===== Supplied information

PR #336, opened 2022-09-06
new google pubsub materialization

williamhbaker:
Closes https://github.com/estuary/connectors/issues/326

**Description:**

Adds a google pubsub materialization connector.

**Workflow steps:**

This is a new connector. It works with authentication provided with service account credentials, or OAuth 2.0 flow through the UI.

It can be built locally using something like:
```
docker buildx build --platform linux/amd64 --load -t materialize-google-pubsub:local -f materialize-google-pubsub/Dockerfile .
```

If interested, it can be added to the UI of a local development instance of flow, using [this script](https://github.com/estuary/animated-carnival/blob/main/scripts/install-connector-local.sh) from `animated carnival`:
```
./install-connector-local.sh materialize-google-pubsub
```

New docs will need to be created for this connector.

**Notes for reviewers:**

This is pretty light on tests.

For integration tests, there is a [PubSub emulator](https://cloud.google.com/pubsub/docs/emulator) available, and it is possible to easily run this via docker following the instructions in [this blog post](https://medium.com/google-cloud/things-i-wish-i-knew-about-pub-sub-part-3-b8947b49224b), but I couldn't figure out a good way to thread the [environment variables](https://cloud.google.com/pubsub/docs/emulator#env) through for the client running in the connector container - the connector itself would need to be run with the environment variables for testing.

Setting up an actual PubSub topic accessible to our CI also doesn't seem like it would work very well due to the nature of PubSub. Messages are removed when they are ack'd by default - or perhaps not if a [retention policy](https://cloud.google.com/pubsub/docs/replay-overview#configuring_message_retention) is set. Either way seems like it would be really finicky to verify the output if multiple tests were running simultaneously, or if redeliveries occurred since PubSub is "at least once", etc.

The materialization mechanism is really very simple (just sends all the docs it gets to the topic), so I didn't push harder to get a full integration test running. Everything works as expected based on my manual testing.

To enable OAuth 2.0 in production, we'll need to create a new client ID & secret with the PubSub scopes and add those values to the production connectors table.

- - -
This change is [Reviewable](https://reviewable.io/reviews/estuary/connectors/336)


go.mod
```diff
@@ -17,14 +17,14 @@ require (
 	github.com/bradleyjkemp/cupaloy v2.3.0+incompatible
 	github.com/brianvoe/gofakeit/v6 v6.16.0
 	github.com/elastic/go-elasticsearch/v7 v7.17.1
-	github.com/estuary/flow v0.1.1-0.20220817221148-d68d91a3b3c1
+	github.com/estuary/flow v0.1.1-0.20220902132733-57dc21d8f214
```
williamhbaker, line 20: todo: update this pin when https://github.com/estuary/flow/pull/659 merges

go-auth/google/config.go
```diff
@@ -0,0 +1,156 @@
+package google_auth
```
williamhbaker, line 1: I debated internally over where to put this. It should be able to be re-used amongst google connectors (sheets, etc.) for authorization with service account & oauth options, so it seemed like having it somewhere it could be accessible to multiple connectors would make sense. In a go monorepo I'd put it in `pkg` but since that's not the case here this is the best I could come up with. Very open to alternatives though.

willdonnelly (approved):
LGTM

go-auth/google/spec.go
```diff
@@ -0,0 +1,24 @@
...
+	"encoding/json"
+	"fmt"
+	"strings"
+
+	pf "github.com/estuary/flow/go/protocols/flow"
+)
+
+func Spec(scopes ...string) *pf.OAuth2Spec {
+	authUrlTemplate := fmt.Sprintf(
+		"https://accounts.google.com/o/oauth2/auth?access_type=offline&prompt=consent&client_id={{ client_id }}&redirect_uri={{ redirect_uri }}&response_type=code&scope=%s&state={{ state }}",
```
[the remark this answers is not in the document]
williamhbaker: Somewhat surprisingly, the auth URL does not work with those swapped. It might have something to do with the way our stack uses the format strings, since I can't think of a reason why the order of query parameters would matter. I brought the format string out as a constant though, but left those values where they were.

==========

## [Your goal]
The exact lines of the material above starting at the one that contains "If interested, it" and ending at the one that contains "For integration tests, there" are what to retype; leave out everything else.

## [Result of this task]
If interested, it can be added to the UI of a local development instance of flow, using [this script](https://github.com/estuary/animated-carnival/blob/main/scripts/install-connector-local.sh) from `animated carnival`:
```
./install-connector-local.sh materialize-google-pubsub
```

New docs will need to be created for this connector.

**Notes for reviewers:**

This is pretty light on tests.

For integration tests, there is a [PubSub emulator](https://cloud.google.com/pubsub/docs/emulator) available, and it is possible to easily run this via docker following the instructions in [this blog post](https://medium.com/google-cloud/things-i-wish-i-knew-about-pub-sub-part-3-b8947b49224b), but I couldn't figure out a good way to thread the [environment variables](https://cloud.google.com/pubsub/docs/emulator#env) through for the client running in the connector container - the connector itself would need to be run with the environment variables for testing.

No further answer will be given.